EXAM: (list # views)

COMPARISON: Date (or "None"). Sometimes reformatted CT, MR. UGI, abdo XR,provides limited comparison esp. for for spine, pelvis.

FINDINGS: Everything, starting from important/major progressing to the trivia. Start with LIMITATIONS ('limited exam C7, T-1, odontoid"; "Air, feces and habitus limit assessment posterior pelvis"; ).
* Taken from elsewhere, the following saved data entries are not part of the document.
PR #14779, opened 2024-05-28
Fixed Array to string conversion exception in group create api endpoint

marcusmoore:
# Description

This PR follows up #14775 and fixes a potential `Array to string conversion` exception being thrown when creating a group via the api.

The additional assertion is to ensure the default permissions are set when `permissions` is not passed in the request to the API.

## Type of change


marcusmoore:
Ah...the passport issue is back for sqlite. I'll work on that.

IMPRESSION: Must mention study/side as given in EXAM; easiest totherefore start with "Right shoulder..." Bilateral hands: Right....Left...". This is a Billing/AI requirement  that has nothing to do with report clarity since it would be obvious to a human that an impression of 'Left radil head fracture' refers to an elbow. Headlines--significant/relevant info only, not the incidentalomas, normal variants, nor the ancient history. 

'Advise F/U if clinically indicated' , or 'Further F/U coned and centered to any area of interest", MUST be stated when reading with me. IMHO should be mandatory across board; helps ward off potential litigation or blame-the-radiologist disputes.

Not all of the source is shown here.